* YOUR INSTRUCTIONS
Within the records, determine how many lines contain the word "runs". Your reply must consist of that number only.

(Stored items)
▶
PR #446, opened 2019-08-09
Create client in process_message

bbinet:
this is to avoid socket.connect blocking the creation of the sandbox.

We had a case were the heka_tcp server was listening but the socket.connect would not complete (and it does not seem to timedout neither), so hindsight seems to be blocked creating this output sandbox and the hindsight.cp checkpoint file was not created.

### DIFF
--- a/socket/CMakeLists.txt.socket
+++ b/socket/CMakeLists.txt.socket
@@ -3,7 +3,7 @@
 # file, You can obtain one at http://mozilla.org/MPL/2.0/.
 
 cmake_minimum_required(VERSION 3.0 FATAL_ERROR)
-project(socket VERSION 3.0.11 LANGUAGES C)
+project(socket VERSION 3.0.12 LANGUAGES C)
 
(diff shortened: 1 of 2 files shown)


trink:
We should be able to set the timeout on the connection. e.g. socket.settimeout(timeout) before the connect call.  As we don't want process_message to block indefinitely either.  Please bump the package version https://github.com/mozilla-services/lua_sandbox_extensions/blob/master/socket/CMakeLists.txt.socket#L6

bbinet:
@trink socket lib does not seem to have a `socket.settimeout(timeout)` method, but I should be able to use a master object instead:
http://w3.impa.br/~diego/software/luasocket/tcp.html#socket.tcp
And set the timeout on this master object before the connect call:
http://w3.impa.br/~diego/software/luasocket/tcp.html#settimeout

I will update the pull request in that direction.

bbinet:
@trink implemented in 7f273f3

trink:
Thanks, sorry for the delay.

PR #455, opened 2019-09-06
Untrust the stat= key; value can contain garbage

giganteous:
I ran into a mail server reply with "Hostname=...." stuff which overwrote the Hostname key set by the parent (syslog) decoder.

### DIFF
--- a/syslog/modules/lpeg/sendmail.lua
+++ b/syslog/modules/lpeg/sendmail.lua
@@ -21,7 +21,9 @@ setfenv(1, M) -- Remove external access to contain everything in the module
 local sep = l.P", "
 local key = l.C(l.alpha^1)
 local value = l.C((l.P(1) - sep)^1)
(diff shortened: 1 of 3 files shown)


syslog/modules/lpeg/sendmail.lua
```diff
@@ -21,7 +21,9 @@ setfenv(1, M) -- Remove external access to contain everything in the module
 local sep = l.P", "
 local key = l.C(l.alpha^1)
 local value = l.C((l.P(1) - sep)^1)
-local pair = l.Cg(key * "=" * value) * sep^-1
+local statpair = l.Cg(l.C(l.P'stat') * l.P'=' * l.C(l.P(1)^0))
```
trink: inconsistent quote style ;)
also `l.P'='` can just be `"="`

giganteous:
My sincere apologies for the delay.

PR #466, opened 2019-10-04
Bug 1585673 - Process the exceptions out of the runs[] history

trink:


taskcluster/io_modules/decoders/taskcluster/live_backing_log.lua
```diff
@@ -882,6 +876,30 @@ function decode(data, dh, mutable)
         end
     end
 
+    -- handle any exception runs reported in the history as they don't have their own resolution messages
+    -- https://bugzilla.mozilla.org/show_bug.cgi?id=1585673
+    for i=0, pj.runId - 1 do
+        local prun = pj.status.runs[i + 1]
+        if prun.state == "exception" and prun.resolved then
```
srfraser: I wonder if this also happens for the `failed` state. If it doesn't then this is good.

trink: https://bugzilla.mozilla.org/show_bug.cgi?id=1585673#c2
◀
▶
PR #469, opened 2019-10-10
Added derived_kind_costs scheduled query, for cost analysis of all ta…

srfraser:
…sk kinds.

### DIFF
◀
* COMPLETED EXERCISE
3